Please filter the data below down to the lines holding the string "where".

DATA SUPPLIED Start Marker

Issue #485, opened 2018-08-27
Cordova generates build.gradle with deprecated "compile" dependencies


jedrivisser:
When an android cordova plugin has a `framework` dependency, StudioBuilder.js generates a deprecated `compile` dependency instead of a `implementation` dependency:

https://github.com/apache/cordova-android/blob/7.1.x/bin/templates/cordova/lib/builders/StudioBuilder.js#L201

janpio:
This is probably happen in multiple places.

Are you up to creating a PR for that to fix all of those? We would really appreciate it 💯

jedrivisser:
Will do

jedrivisser:
Changes are done

PR #486, opened 2018-08-27
GH-485: (android) Replace deprecated "compile" with "implementation"

jedrivisser:
### Platforms affected
android

### What does this PR do?
generates gradle dependencies in the `build.gradle` from `<framework>` elements found in the `plugin.xml` as the new `implementation` dependencies instead of deprecated `compile` dependencies

ran `npm run test`

### Checklist
- [✘] [Reported an issue](http://cordova.apache.org/contribute/issues.html) in the JIRA database
Created a github Issue: https://github.com/apache/cordova-android/issues/485

- [✓] Commit message follows the format: "CB-3232: (android) Fix bug with resolving file paths", where CB-xxxx is the JIRA ID & "android" is the platform affected.

- [✓ ] Added automated test coverage as appropriate for this change.
None were needed

There are some more references to `compile` dependencies in other files but I left them alone bacause I am not sure what they are used for, see:

https://github.com/apache/cordova-android/blob/7.1.x/bin/templates/cordova/lib/plugin-build.gradle#L41-L43
https://github.com/apache/cordova-android/blob/7.1.x/spec/fixtures/android_studio_project/app/build.gradle#L23-L25

### DIFF
--- a/bin/templates/cordova/lib/builders/ProjectBuilder.js
+++ b/bin/templates/cordova/lib/builders/ProjectBuilder.js
@@ -196,7 +196,7 @@ class ProjectBuilder {
                     throw new CordovaError('Unsupported system library (does not work with gradle): ' + p);
                 }
             }
-            depsList += '    compile "' + mavenRef + '"\n';
+            depsList += '    implementation "' + mavenRef + '"\n';
         });
 
         buildGradle = buildGradle.replace(/(SUB-PROJECT DEPENDENCIES START)[\s\S]*(\/\/ SUB-PROJECT DEPENDENCIES END)/, '$1\n' + depsList + '    $2');


janpio:
> There are some more references to compile dependencies in other files but I left them alone bacause I am not sure what they are used for, see:

Doesn't Android Studio complain now when one opens a project? Does it complain about these two files?

I would say they could be changed as well - but I don't know too much about Android ;)

erisu:
@janpio 
#### Initial Questions
- Do we have a Gradle versions requirement for Cordova projects? 
- How far back do we support? 

#### Overview
The later Android Studio should not complain.

`compile` had been deprecated from Gradle since 3.4, but still exists for backwards compatibility.

`implementation` and `api` was introduced to replace `compile`. The key differences is that `implementation` dependencies are identified as internal while `api` are external. 

```
implementation configuration should be used to declare dependencies which are internal to the component.
```
```
Dependencies appearing in the api configurations will be transitively exposed to consumers of the library, and as such will appear on the compile classpath of consumers. 

Dependencies found in the implementation configuration will, on the other hand, not be exposed to consumers, and therefore not leak into the consumers' compile classpath. 
```

https://docs.gradle.org/current/userguide/java_library_plugin.html#sec:java_library_configurations_graph

#### Final Question
- Should we suppose the ability where the user can identify the framework library as `implementation` or `api`?

In most cases, `implementation` should be enough.

With this in mind, is there any concern for merging this PR or should we improve to support identify the type.

janpio:
(I have no idea @erisu - best create an issue with label `discussion` here for your first two questions and get some eyes on it [e.g. by linking to it in Slack or dev mailing list])

jedrivisser:
@erisu @janpio half the `compile` dependencies were already changes to `implementation` in this commit:
https://github.com/apache/cordova-android/commit/9fdb12671519e97e78c36f4d68025246334f7c04
and
https://github.com/apache/cordova-android/commit/18d68845220d0c29122432f4670a3484e47be7b7
otherwise I would have had the same questions

the current output is a mixed one now, for example:

image

janpio:
Oh, we should then probably change the target to `master` here. Whoever creates a patch release for 7.1.x (if at all) should cherry pick up this change over from there.

brodybits:
I would vote -1 on making this kind of change to `7.1.x` branch. Better use a "deprecated" thing than risk breaking something in a patch release, IMHO.

I would favor fixing this kind of an issue on the `master` branch then cherry-picking into a new minor release (7.2) if absolutely needed.

erisu:
I would also agree that cherry picking is the typical and preferred way, but the files being modifying does not exist in master anymore. Also, the file that would need to be modified in master, to be equivalent to this change, is new and does not exist in 7.1.x.

In this case, I don't really think cherry picking will work... Correct me if I am wrong...
@janpio @brodybits

erisu:
Sure, the file and line number in master:

https://github.com/apache/cordova-android/blob/23b24491c3e2ad5721a2813ec08f80985eca5e64/bin/templates/cordova/lib/builders/ProjectBuilder.js#L196

jedrivisser:
So... I assume I need to create a new pull request? because I cannot change the `from` location of the pull request. Do I just close/reject this one?

Changes are available here:
https://github.com/jedrivisser/cordova-android/commit/f4478aeffd269f72be7399aa6ac93a562909d524

jedrivisser:
ah, nevermind, I found a way, should be ready now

DATA SUPPLIED End Marker

## RESULT OF THIS TASK
- [✓] Commit message follows the format: "CB-3232: (android) Fix bug with resolving file paths", where CB-xxxx is the JIRA ID & "android" is the platform affected.
- Should we suppose the ability where the user can identify the framework library as `implementation` or `api`?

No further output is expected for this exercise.